Novel approach for differential diagnosis of HIV infections in the face of vaccine-generated antibodies: utility for detection of diverse HIV-1 subtypes.
Khurana S., Needham J., Park S., Mathieson B., Busch MP., Nemo G., Nyambi P., Zolla-Pazner S., Laal S., Mulenga J., Chomba E., Hunter E., Allen S., McIntyre J., Hewlett I., Lee S., Tang S., Cowan E., Beyrer C., Altfeld M., Yu XG., Tounkara A., Koita O., Kamali A., Nguyen N., Graham BS., Todd D., Mugenyi P., Anzala O., Sanders E., Ketter N., Fast P., Golding H.

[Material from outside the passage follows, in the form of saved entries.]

PR #1629, opened 2018-08-01
Rename superseded_by_id to superseded_by

bgeuken:
OBS is going to drop the superseded_by_id attribute soon as it is just
an alias for superseded_by.


bgeuken:
If there are other places that rely on superseded_by_id please let me know.

coolo:
thanks.

PR #1631, opened 2018-08-02
pkglistgen: respect main_repo setup for other variant

nilxam:
Respect main_repo setup for other variant eg. ARM. Also removed ports from SCOPES. Passing `apiurl` to `update_and_solve_target_wrapper()` also wrong here.

### DIFF
--- a/pkglistgen.py
+++ b/pkglistgen.py
@@ -524,8 +524,8 @@ class PkgListGen(ToolBase.ToolBase):
         for e in excludes:
             g.ignore(self.groups[e])
 
-    def expand_repos(self, project, repo):
-        return StagingAPI(self.apiurl, project).expanded_repos('standard')
+    def expand_repos(self, project, repo='standard'):
+        return StagingAPI(self.apiurl, project).expanded_repos(repo)
 
     def _check_supplements(self):
         tocheck = set()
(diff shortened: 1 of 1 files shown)


lnussel:
:+1:

coolo:
The removal of ports from SCOPES is a little undermotivated IMO. So you call it as target now?

nilxam:
`:Ports` is obsoleted from 15.1, that is following what we had in Tumbleweed now, ie. `:ARM`, ':PowerPC' etc.

coolo:
so why do we have an arm scope but no powerpc?

nilxam:
@dirkmueller not yet submit a PR to support PowerPC I would say.

nilxam:
Note: another commit has been added https://github.com/openSUSE/openSUSE-release-tools/pull/1631/commits/f62f3305074a8395907319df1e7ef3b3eec1dc80

pkglistgen.py
```diff
@@ -525,7 +525,9 @@ def solve_module(self, groupname, includes, excludes):
             g.ignore(self.groups[e])
 
     def expand_repos(self, project, repo):
-        return StagingAPI(self.apiurl, project).expanded_repos('standard')
+        if not repo:
+            repo = 'standard'
+        return StagingAPI(self.apiurl, project).expanded_repos(repo)
```
jberry-suse: This would seem like another usecase for `osclib.core` (ie functions that would otherwise fit in `osc.core` and not not specific to staging). They are expected to follow the same format (ie. first parameter of `apiurl`): `expanded_repos(apiurl, project, repo)`.

So the `repo` argument was never used before?!?!? Nice. Perhaps (..., repo = 'standard') as that is a) self-documenting, and b) standard. Unless we explicitely need to support passing `None` which I do not see an example of currently.

jberry-suse: Yeah, I understand the code is pre-existing, but definitely a case for osclib.core since StagingAPI is being initialized solely to pass `project`.

PR #1633, opened 2018-08-03
repo_checker: determine existing problems based on project_only output.

### LINKED ISSUE #1630: repo_checker: proposal to abandon project level whitelist
Based on my thinking for some time and the desire for stacking the repo chain in #1624 which exposes this issue more directly it seems now may be the time to make a change.

Currently, there exists two levels to the `repo_checker` whitelist.

1) target project (in `:Staging/dashboard/config/repo_checker-binary-whitelist*`)
2) staging project (project psuedo-meta set via `osc staging config repo_checker-binary-whitelist*`)

The second only applies to the staging project on which it is set and the target project is applied to all.

The whitelist was introduced when I rewrote the `repo_checker` to look at staging projects instead of devel project binaries. The previous approach directly inserted an individual or group of package container binaries into the solv information for the target project. This had the benefit of automatically scoping to only the packages being changed, but would miss problems occuring due to rebuilds and such occurring in staging, not to mention missing everything that happened in staging since it didn't look at it.

The new design reviewed a staging project as a whole, but this also meant it was unclear which problems were "known" or "pre-existing" and which were caused by the changes in question. As such the whitelist was introduced to _acknowledge_ problems that were _known_ to be in the target project. The assumption was the problems would eventually reduce down to near nothing which was true, but given the staging projects only cover ring packages or the packages being changed (adi) a large number of existing problems never had to be placed in the whitelist.

The alternative approach I had envisioned, which I think is theoretically closer to what you want, is to diff the result of the staging project as if it was accepted and part of the target project (ie everything) and diff against the output from the target project to see what is new. Based on the assumption that the problems in the target project would be kept minimal as they are undesirably and considered problems it seemed the whitelist approach as a initial phase tool was far simpler (and it was).

Diffing is a bit complex due to very subtle changes making waves in the solver output and of course any rebuild changing all the numbers. I later added `install_check_parse()` which parses the output to determine the packages involved. This was used to compute a hash to avoid spamming essentially the same comment on packages in devel projects caused by rebuilds.

The same function was later used to automate removing unnecessary entries from the whitelist in `install_check_parse()`. Essentially, if we boil the whitelist down to:

> Everything that made it past staging and into the target project is a known issue.

That can be entirely automated now. This means, during the `project_only` mode the whitelist could be generated by a slight tweak to `whitelist_clean` and thus becomes a "_cache_ of binary names involved in solver problems". At which point it could just be cached locally or computed every time `repo_checker` runs based on the latest `project_only` output in `:Staging/dashboard/repo_checker`. 

Effectively, removes the level 1 whitelist and leaves only the staging project whitelist. This would then allow non-filtered/scoped reviews of staging projects as if they were part of target project and effectively diffed against target project. The caveat (which already exists) based on the nature of the whitelist is that new issues involving binaries with existing issues will be ignored. This is outside the base-scope of this problem and can be solved separately by a more detailed parsing of solver output or using some more direct communication with solver to acquire structured data.

This also makes usage of the `repo_checker` for devel projects much more useful since one could review an individual request against devel project and automatically ignore existing issues since no one to maintain the whitelist. Plus staging masters no longer have to deal with it.

Assuming no one opposed I will implement this before #1624 since it can be done independently and then we can merge that without wreaking havoc in Factory.

jberry-suse:
- a61ebeef608d3cc0e01761d2537007d1d3c281f1:
    repo_checker: drop whitelist_clean sub-command.
    
    No longer needed since the whitelist is no longer managed manually.

- 3f043e968dd8445604546f5408deb61eb8517a6c:
    repo_checker: determine existing problems based on project_only output.
    
    The project level whitelist stored in config is no longer utilized, but
    staging level overrides are still available.

Fixes #1630.

Note that this effectively runs with no `whitelist` for SLE != 15:GA since the `project_only` run is no longer invoked and there is no dashboard container. The following is printed in log:

```
[W] no project_only run from which to extract existing problems
```

As the dashboard container is a requirement, liked or not, it should be provided and the service enabled until it is no longer required by the tools. I have thoughts on changing that bit, but out of the scope of this change.

### DIFF
--- a/repo_checker.py
+++ b/repo_checker.py
@@ -91,7 +91,6 @@ class RepoChecker(ReviewBot.ReviewBot):
         text = '\n'.join(comment).strip()
         if not self.dryrun:
             api.dashboard_content_ensure('repo_checker', text + '\n', 'project_only run')
-            self.whitelist_clean(project)
         else:
             print(text)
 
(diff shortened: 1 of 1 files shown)


jberry-suse:
This also effectively, builds an architecture neutral whitelist.

coolo:
I created that container for sp1 now - but I guess you will find other obstacles to run project_only on SP1

As such I would rather check with libsolv in what layer the problematic package is located - and ignore it if it's in target project or below (and ignore project_only output).

But give it a try for SP1.

jberry-suse:
> As such I would rather check with libsolv in what layer the problematic package is located - and ignore it if it's in target project or below (and ignore project_only output).

The layering work would block SP1, but that's the only difference that would have any impact. Even if we re-write would still need a project_only run (ie two runs to compare against). A lot more work at this point for the same thing. Had I built that from scratch, sure.

jberry-suse:
There is nothing wrong with this PR, but since SP1 repo_checker is not really working due to stack as it is and the `project_only` mode was not included in previous @coolo modifications they are not consistent and thus aggravated by this change. As such I'll hold off on this until the layering is fixed for SLE.

jberry-suse:
Using #1640 and #1641 I was able to complete a project only run for `SLE-15-SP1` to which I save the results in _dashboard_ container. I than test this code which then produced the same result as existing comment. As such this should be good to go.

jberry-suse:
It likely also makes sense to trigger a local run if the build hash differs even though the project_run has not completed since the target is still building, otherwise we need to wait for both before evaluating stagings. Correctness says wait, but not sure what staging masters think.

Issue #1635, opened 2018-08-03
leaper: adapt for maintenance workflow


jberry-suse:
- [x] handle `maintenance_incident` request
- [x] appropriately source lookup file from `:Update` project
- [x] basic logic branch look for no origin change
- [x] appropriate text in report comment

jberry-suse:
A separate issue would be to fix manager_42 for `:Update` projects and potentially include more search output, but really those have more to do with rewrite and merge of leaper and manager_42 than the maintenance workflow.

PR #1636, opened 2018-08-03
leaper: provide maintenance_incident support.

jberry-suse:
- aad8e611ef15066b0552c4f804d22ea94e76dac0:
    ReviewBot: check_one_request(): correct logic to return "lowest" result.
    
    Without this change if two actions return True and None, True is returned
    which is not desirable.

- f4460ebb146bdd8bccb44ea9eaf9ea8be5bc6548:
    leaper: remove only_one_action limitation.
    
    Leaper will now be used on maintenance incidents which commonly have
    multiple actions. A similar change was done to check_source.py where the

Because increasing numbers of HIV vaccine candidates are being tested globally, it is essential to differentiate vaccine- from virus-induced antibodies. Most of the currently tested vaccines contain multiple viral components. As a result, many vaccine recipients give positive results in FDA-licensed HIV serodetection tests. We have identified conserved sequences in Env-gp41 and Gag-p6, which are recognized soon after infection but are not included in most HIV vaccine candidates. A new HIV serodetection assay, the HIV-SELECTEST, was established that distinguishes between vaccine-induced antibodies and seroconversion due to true HIV infections. It is important to make this assay globally relevant, because many clinical trials are conducted around the world where most HIV infections are due to non-B subtype HIV-1. Therefore, the current study examined the reactivity of plasma samples from >3,000 infections with diverse HIV subtypes worldwide. The HIV-SELECTEST performed at >99% specificity and sensitivity. Both recent and established infections with clades A, B, C, D, E, F, G, J, and CRFs were detected. Antibodies elicited by other vaccinations or infections endemic to the clinical trial sites did not react in this assay. Therefore, HIV-SELECTEST could be an important differential diagnostic tool for HIV vaccine trials, blood banks, and population screening worldwide.